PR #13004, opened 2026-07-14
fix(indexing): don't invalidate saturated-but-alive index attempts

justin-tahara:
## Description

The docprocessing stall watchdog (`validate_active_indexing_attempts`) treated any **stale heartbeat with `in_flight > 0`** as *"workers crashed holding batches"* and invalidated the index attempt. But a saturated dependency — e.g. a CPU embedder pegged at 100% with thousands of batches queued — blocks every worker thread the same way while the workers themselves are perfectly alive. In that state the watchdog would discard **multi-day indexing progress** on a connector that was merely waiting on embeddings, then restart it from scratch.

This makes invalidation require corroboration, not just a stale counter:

* * *

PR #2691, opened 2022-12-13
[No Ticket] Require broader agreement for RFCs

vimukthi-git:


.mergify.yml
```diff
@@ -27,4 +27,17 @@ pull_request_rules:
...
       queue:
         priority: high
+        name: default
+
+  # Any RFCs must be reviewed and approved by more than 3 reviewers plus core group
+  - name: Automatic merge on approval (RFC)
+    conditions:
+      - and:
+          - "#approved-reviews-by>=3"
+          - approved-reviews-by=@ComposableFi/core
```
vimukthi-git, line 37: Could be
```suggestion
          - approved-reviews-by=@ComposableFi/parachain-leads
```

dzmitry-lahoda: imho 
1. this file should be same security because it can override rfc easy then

==

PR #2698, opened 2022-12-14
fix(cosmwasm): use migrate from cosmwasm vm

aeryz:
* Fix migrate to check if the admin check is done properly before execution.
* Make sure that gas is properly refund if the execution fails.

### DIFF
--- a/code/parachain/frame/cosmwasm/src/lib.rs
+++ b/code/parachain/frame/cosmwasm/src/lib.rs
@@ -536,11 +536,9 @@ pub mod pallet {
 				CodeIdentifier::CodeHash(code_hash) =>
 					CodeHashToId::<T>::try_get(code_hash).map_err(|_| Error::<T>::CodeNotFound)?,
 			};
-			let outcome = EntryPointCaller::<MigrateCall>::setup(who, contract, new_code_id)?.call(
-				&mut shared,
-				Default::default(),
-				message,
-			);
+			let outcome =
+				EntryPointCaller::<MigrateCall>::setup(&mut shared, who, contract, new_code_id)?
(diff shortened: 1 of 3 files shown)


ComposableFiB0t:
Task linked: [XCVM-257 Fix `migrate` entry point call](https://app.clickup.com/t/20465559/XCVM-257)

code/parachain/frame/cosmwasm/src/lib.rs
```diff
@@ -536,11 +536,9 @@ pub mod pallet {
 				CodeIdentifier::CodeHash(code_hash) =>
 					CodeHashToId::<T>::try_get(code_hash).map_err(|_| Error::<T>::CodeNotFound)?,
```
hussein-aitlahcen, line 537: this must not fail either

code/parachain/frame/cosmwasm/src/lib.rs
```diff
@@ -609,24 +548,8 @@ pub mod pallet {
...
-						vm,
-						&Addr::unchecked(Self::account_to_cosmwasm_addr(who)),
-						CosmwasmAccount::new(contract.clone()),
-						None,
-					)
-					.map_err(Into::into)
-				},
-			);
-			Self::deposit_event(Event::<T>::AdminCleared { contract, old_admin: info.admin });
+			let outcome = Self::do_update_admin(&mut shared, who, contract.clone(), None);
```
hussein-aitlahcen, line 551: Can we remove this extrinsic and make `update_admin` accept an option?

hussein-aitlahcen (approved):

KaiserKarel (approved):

:: What you have to do ::
Search the entries for the word "MigrateCall" and copy every line that has it.

:: Answer for this exercise ::
-			let outcome = EntryPointCaller::<MigrateCall>::setup(who, contract, new_code_id)?.call(
+				EntryPointCaller::<MigrateCall>::setup(&mut shared, who, contract, new_code_id)?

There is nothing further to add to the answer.